# Versicherungschutz nur bei LAV Brandenburg



## Angler9999 (4. Juli 2014)

Gibt es nur im LAV Brandenburg Versicherungsschutz oder auch in anderen Landesverbänden?

Ist wer von Euch versichert?

Stellt Euch vor es passiert etwas. 
Auf dem Weg zum Angeln. Während des Angelns.Auf dem Weg nach Hause.

Vorweg gefragt... hat euer Verband das auch?

Mir ist da neulich beim vielen Lesen der Verbandsseiten des LAV Brandenburg erneut der Satz aufgefallen.

Zitat: "Jedes Mitglied in unserem Landesverband genießt den angelspezifischen Versicherungsschutz der ERGO-Versicherung." Zitat ende

Leider habe ich nirgends eine Beschreibung hierzu gefunden. Somit habe ich den zuständigen Verband angeschrieben. 
Nach vier Wochen die Antwort.





	

		
			
		

		
	
 damit dürfte das klar sein, das ich das posten darf???!!!
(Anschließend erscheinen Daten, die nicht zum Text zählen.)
PR #513, opened 2023-06-01
Add host spec in benchmark

ClementWalter:
# Pull Request type

- Build-related changes

The spec of the host machines are not reported in the benchmark

## What is the new behavior?

Spec are added in the tooltip for each data point.

No

## Other information

The GH action actually dumps the data in the follows [data file](../blob/gh-pages/dev/bench/data.js)
When needed, we could update the default FE [index.html](../blob/gh-pages/dev/bench/index.html) to do more data viz.


abdelhamidbakhta (approved):
Lgtm

Issue #529, opened 2023-06-02
dev: In the client, read the starkware block form the Header's Digest, not from the cold storage


tdelabro:
# Current state

Currently, in the client (mostly RPCs), in order to retrieve a past Starknet block, we read the Substrate storage of the corresponding Substrate block.

It is done in `crates/client/storage/src/overrides/schema_v1_override.rs`
```rust
 fn current_block(&self, block_hash: B::Hash) -> Option<StarknetBlock> {
        self.query_storage::<StarknetBlock>(
            block_hash,
            &StorageKey(storage_prefix_build(PALLET_STARKNET, STARKNET_CURRENT_BLOCK)),
        )
        .map(Into::into)
    }
```

# Problem

This is a waste of time because the Starknet block is already present in the Substrate block header.
We should rather get it from there. 

# How to improve?

The [sc_client_api](https://paritytech.github.io/substrate/master/sc_client_api/index.html)::[HeaderBackend](https://paritytech.github.io/substrate/master/sc_client_api/trait.HeaderBackend.html#) traits provide a really handy `header` method:
```rust
fn header(
        &self,
        hash: <Block as Block>::Hash
    ) -> Result<Option<<Block as Block>::Header>, Error>;
```

So instead of using our `client: Arc<C>` to read the storage, let use it to get the header. Then, we just have to get this header Digest (the trait `Header` provide with `digest` method), then, just call the `fn find_starknet_block(digest: &Digest) -> Result<StarknetBlock, FindLogError>` defined in `crates/primitives/digest-log/src/lib.rs`.

It will be part of your mission to provide your fellow contributors with a nice interface to do all this work. Come up with your best implem :)

chirag-bgh:
I can take this.

PR #532, opened 2023-06-02
perf: read block from header's digest

chirag-bgh:
# Pull Request type

- Feature/Performance

Resolves: #529 

## What is the new behavior?

-
-
-

No


crates/client/storage/src/overrides/schema_v1_override.rs
```diff
@@ -58,12 +63,11 @@ where
     C: HeaderBackend<B> + StorageProvider<B, BE> + 'static,
     BE: Backend<B> + 'static,
 {
-    fn current_block(&self, block_hash: B::Hash) -> Option<StarknetBlock> {
-        self.query_storage::<StarknetBlock>(
-            block_hash,
-            &StorageKey(storage_prefix_build(PALLET_STARKNET, STARKNET_CURRENT_BLOCK)),
-        )
-        .map(Into::into)
+    fn current_block(&self, block_hash: <B as BlockT>::Hash) -> Option<StarknetBlock> {
```
tdelabro, line 66: It has no reason to be in the StorageOverride trait.
We are not reading the storage, we are not using override.
In think you can just a convenient, well named, wrapper function in a `utils.rs` file in rpc

tdelabro (changes requested):

tdelabro (changes requested):

crates/client/rpc-core/src/utils.rs
```diff
@@ -211,7 +210,7 @@ fn _to_btree_map_entrypoints(
 }
 
 /// Returns the current Starknet block from the block header's digest
-pub fn get_block_by_block_hash<B, C, BE>(client: Arc<C>, block_hash: <B as BlockT>::Hash) -> Option<StarknetBlock>
+pub fn get_block_by_block_hash<B, C, BE>(client: &C, block_hash: <B as BlockT>::Hash) -> Option<StarknetBlock>
```
tdelabro, line 213: I think you can get away with much less constraints:

```rust

pub fn get_block_by_block_hash<B, C, BE>(client: &C, block_hash: <B as BlockT>::Hash) -> Option<StarknetBlock>
where
    B: BlockT,
    C: HeaderBackend<B>,
{
    let header = client.header(block_hash).ok().flatten()?;
    let digest = header.digest();
    let block = find_starknet_block(digest).ok()?;
    Some(block)
}
```

It will also lift the need for the `'static` everywhere

tdelabro (changes requested):

tdelabro (approved):

crates/client/rpc-core/Cargo.toml
```diff
@@ -26,8 +26,13 @@ serde = { workspace = true, default-features = true }
 serde_json = { workspace = true }
 sp-blockchain = { workspace = true, default-features = true }
 sp-runtime = { workspace = true, default-features = true }
+mp-digest-log = { workspace = true }
+sp-storage = { workspace = true, default-features = true }
```
tdelabro, line 30: I think this one is not used anymore

crates/client/rpc-core/Cargo.toml
```diff
@@ -26,8 +26,13 @@ serde = { workspace = true, default-features = true }
...
 starknet_api = { workspace = true, default-features = false }
 frame-support = { workspace = true }
 sp-core = { workspace = true }
 starknet-core = { workspace = true }
 cairo-vm = { workspace = true, default-features = false }
+sc-client-api = { workspace = true, default-features = true }
```
tdelabro, line 36: This one neither

crates/client/storage/Cargo.toml
```diff
@@ -17,6 +17,8 @@ repository = "https://github.com/keep-starknet-strange/madara"
 frame-support = { workspace = true }
 frame-system = { workspace = true }
 mp-starknet = { workspace = true, default-features = true }
+mp-digest-log = { workspace = true }
+mc-rpc-core = { workspace = true }
```
tdelabro, line 21: Same for those two

tdelabro (changes requested):
Cargo.toml dependencies need a cleanup

tdelabro (approved):

Issue #537, opened 2023-06-05
infra: Add automation code for cluster instantiation


d-roak:
# Feature Request

**Describe the Feature Request**
Add automation code to deploy Madara network clusters.

**Describe Preferred Solution**
Use the chainspec file name as argument to create a testnet of Madara instances. We will use Terraform for the infrastructure deployment and Ansible for the configuration, adapting [LambdaClass substrate cluster instantiation](https://github.com/lambdaclass/substrate_cluster).
We also should support different [providers](https://registry.terraform.io/browse/providers?product_intent=terraform) in order to allow users to use their favorite compute provider.

PR #548, opened 2023-06-05
infra: Terraform cluster instantiation

d-roak:
Added the scripts for AWS cluster installation with Terraform and the Ansible for creating and running a madara service on the nodes.

# Pull Request type
- Feature

Resolves: #537 (partially, we can add gcp and azure as other providers, and we can add the chainspec as an input)

No


abdelhamidbakhta (approved):
lgtm

PR #549, opened 2023-06-06
fix: Refactor docker for multi arch

d-roak:
> Props to @ClementWalter for helping test this

- Changed Dockerfile to remove `paritytech/ci-linux` dependency (only worked for amd64 systems)
- Reduced docker image size (currently around 150mb)
- Possible to build for amd64 and aarch64 systems, Mac users can run a container without virtualization now (better performance)
- Changed `docker-run.sh` to use Dockerfile instead docker-compose

# Pull Request type
- Build-related changes

No


infra/docker/Dockerfile
```diff
@@ -1,37 +1,25 @@
...
-  rm -rf /usr/bin /usr/sbin && \
-  # check if executable works in this container
-  /usr/local/bin/madara --version
-
-USER node-dev
-
-EXPOSE 30333 9933 9944 9615
-VOLUME ["/chain-data"]
-
 COPY ./infra/chain-specs /chain-specs
```
tarrencev, line 12: can we keep this in the final image?

d-roak: what? the user? this is the builder image, it's not the execution env

tarrencev: the chain-specs, so they can be easily used inside the execution env without having to mount an external volume

infra/docker/Dockerfile
```diff
@@ -19,7 +18,9 @@ LABEL description="Madara, a blazing fast Starknet sequencer" \
   documentation="https://docs.madara.wtf/"
 
 COPY --from=builder /madara/target/release/madara /
+COPY --from=builder /madara/infra/chain-specs /chain-specs
 # 9444 JSON-RPC server
 # 9615 Prometheus exporter
+# 30333 P2P communication
 EXPOSE 9933 9944 9615 30333
```
tarrencev: @abdelhamidbakhta mentioned rpc and ws are both on 9933 now. so we can close 9944 and update the comment on line 22

abdelhamidbakhta (approved):
Lgtm

PR #375, opened 2016-03-30
(PCP-284) In modules interface, specify "metadata" arg

parisiale:
For external modules, require that the metadata action is executed when
the module is invoked with "metadata" as its only argument.


mruzicka:
LGTM

PR #379, opened 2016-04-03
PCP-362 use PCP::Client#close rather than EM weirdness

richardc:
ruby-pcp-client 0.3.0 adds a long-missing PCP::Client#close method
to shut down a client after we're done with it.

Here we switch to using this close method with a long-running
eventmachine reactor thread, avoiding the painful races caused by
trying to manage client lifecycle by restarting the supervising
eventmachine.

### DIFF
--- a/acceptance/lib/pxp-agent/test_helper.rb
+++ b/acceptance/lib/pxp-agent/test_helper.rb
@@ -84,10 +84,8 @@ end
 
 # Start an eventmachine reactor in a thread
 # @return Thread object where the EM reactor should be running
-def start_eventmachine_thread
+def assert_eventmachine_thread_running
   if EventMachine.reactor_running?
-    puts "EventMachine already running!"
-    puts caller
     return EventMachine.reactor_thread
   end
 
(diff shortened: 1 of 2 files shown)


richardc:
Can be reviewed now, but will need 0.3.0 of ruby-pcp-client shipped with at least this PR merged:  https://github.com/puppetlabs/ruby-pcp-client/pull/11

acceptance/lib/pxp-agent/test_helper.rb
```diff
@@ -84,10 +84,8 @@ def get_pcp_broker_status(host)
 
 # Start an eventmachine reactor in a thread
```
james-stocks: This comment might need updated along with the method name being updated

richardc: How so?  It's still starting an eventmachine reactor in a thread.

acceptance/lib/pxp-agent/test_helper.rb
```diff
@@ -84,10 +84,8 @@ def get_pcp_broker_status(host)
...
 # @return Thread object where the EM reactor should be running
-def start_eventmachine_thread
+def assert_eventmachine_thread_running
```
james-stocks: The method name may be confusing. But so could the old name.

PCP-298 is a ticket to refactor these helper libs - I'll add a comment specifying that this EventMachine stuff should be contained within a pcp-client helper lib

acceptance/lib/pxp-agent/test_helper.rb
richardc: Could add ", if needed" to be really clear.

acceptance/lib/pxp-agent/test_helper.rb
richardc: OK, how about `ensure_eventmachine_running`?

james-stocks:
Code changes LGTM but I could also try running the tests off your branch before we merge

PR #386, opened 2016-04-08
PCP-355 show logs on failures

richardc:
Here we add a helper to show logs on assertion failures, and wrap the `is_not_associated?` `is_associated?` `assert` calls in it, to add context to the periodic failures we are tracking.

### DIFF
--- a/acceptance/lib/pxp-agent/test_helper.rb
+++ b/acceptance/lib/pxp-agent/test_helper.rb
@@ -43,6 +43,29 @@ def expect_file_on_host_to_contain(host, file, expected, seconds=30)
   end
 end
 
+# Show the logs of the broker and agents - useful to see why a test failed
+def show_pcp_logs
+  puts "---- Broker log -----"
+  on(master, "cat /var/log/pcp-broker.log") do |result|
+    puts result.stdout
+  end
+
+  agents.each do |agent|
+    puts "----- agent #{agent} log -----"
+    on(agent, "cat #{logfile(agent)}") do |result|
+      puts result.stdout
+    end
+  end
+end
+
+# Evaluate the block, show logs if test assertions were triggered
+def show_pcp_logs_on_failure(&block)
+  yield
+rescue MiniTest::Assertion => exception
+  show_pcp_logs
+  raise exception
+end
+
 # Some helpers for working with a pcp-broker 'lein tk' instance
 def run_pcp_broker(host)
   on(host, "cd #{GIT_CLONE_FOLDER}/pcp-broker; export LEIN_ROOT=ok; lein tk </dev/null >/var/log/pcp-broker.log 2>&1 &")
--- a/acceptance/lib/pxp-agent/test_helper.rb
+++ b/acceptance/lib/pxp-agent/test_helper.rb
@@ -62,6 +62,8 @@ end
 def show_pcp_logs_on_failure(&block)
   yield
 rescue MiniTest::Assertion => exception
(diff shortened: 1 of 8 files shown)


acceptance/tests/invalid_ssl_config.rb
```diff
@@ -113,9 +115,11 @@
 
     step 'Start pxp-agent and assert that it does not connect to broker'
     on agent, puppet('resource service pxp-agent ensure=running')
-    assert(is_not_associated?(master, "pcp://#{agent}/agent"),
-           "Agent identity pcp://#{agent}/agent for agent host #{agent} should not appear in pcp-broker's inventory " \
-           "when pxp-agent attempts to connect by broker IP instead of broker certified hostname")
+    show_pcp_logs_on_failure do
```
james-stocks: The new logging helper is being added in multiple places in the tests. Short term this seems correct; to show the state of the SUT at each failure. Longer term once we fix the issue; I think the helper should either only be used once (in the association test case) or if we want general logging in future, it should be inside the is_associated?/is_not_associated? helpers.

acceptance/lib/pxp-agent/test_helper.rb
```diff
@@ -43,6 +43,29 @@ def expect_file_on_host_to_contain(host, file, expected, seconds=30)
   end
 end
 
+# Show the logs of the broker and agents - useful to see why a test failed
+def show_pcp_logs
+  puts "---- Broker log -----"
```
james-stocks: Ideally, the beaker logger instance should always be used instead of puts. I think in practice, in our current CI, it makes no difference. PCP-365 mentions doing a sweep through the acceptance to remove all puts and print statements (i.e. I'm not sure there's value in changing this immediately; we can do the more general tidy-up later)

james-stocks:
Added two comments; aside from that looks good, but I'd like to test out the code myself first (including testing deliberate fails to ensure we get the PCP logs AND the expected beaker test case result)

acceptance/lib/pxp-agent/test_helper.rb
```diff
@@ -43,6 +43,29 @@ def expect_file_on_host_to_contain(host, file, expected, seconds=30)
...
+      puts result.stdout
+    end
+  end
+end
+
+# Evaluate the block, show logs if test assertions were triggered
+def show_pcp_logs_on_failure(&block)
+  yield
+rescue MiniTest::Assertion => exception
+  show_pcp_logs
```
james-stocks: I tested out a deliberate failure and got output like this:

```
C93807 - Associate pxp-agent with a PCP broker
localhost $ scp /tmp/beaker20160413-25826-emv3w8 l7vlvi75pwdnrz2.delivery.puppetlabs.net:/cygdrive/c/ProgramData/PuppetLabs/pxp-agent/etc/pxp-agent.conf {:ignore => }

* Stop pxp-agent if it is currently running

* Assert that the agent is not listed in pcp-broker inventory

* Start pxp-agent service

* Assert that agent is listed in pcp-broker inventory
---- Broker log -----
2016-04-13 04:20:59,371 INFO  [async-dispatch-2] [p.t.s.w.jetty9-service] Initializing web server(s).
2016-04-13 04:20:59,409 INFO  [async-dispatch-2] [p.p.b.service] Initializing broker service
```

If anyone outside the current core team was to encounter this in Jenkins output; it would be helpful if it was prefaced with a log/puts message like "Assertion exception was caught - now outputting pcp-broker and pxp-agent logs" so that the appearance of a pcp-broker log in the output is explained

PR #387, opened 2016-04-11
(PCP-345) Create spool dir if needed

parisiale:
Creating the spool directory at start if it doesn't exist.

This is done in order to facilitate running pxp-agent without super user
privileges.

Also, new unit tests are added.


mruzicka:
LGTM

Anhang anzeigen Beschreibung des Versicherungsschutzes für die Mitglieder des Deutschen Angelfischerverbandes.doc


----------



## Franky (4. Juli 2014)

*AW: Versicherungschutz nur bei LAV Brandenburg*

Soweit mir bekannt ist man als Teilnehmer von Veranstaltungen der Vereine/Verbände generell über den Verein/Verband versichert. Darauf zielt die Versicherung ab - nicht für Deinen abendlichen Ausflug mit Spinnrute oder Wochenendansitz.


----------



## Thomas9904 (4. Juli 2014)

*AW: Versicherungschutz nur bei LAV Brandenburg*



Angler9999 schrieb:


> damit dürfte das klar sein, das ich das posten darf???!!!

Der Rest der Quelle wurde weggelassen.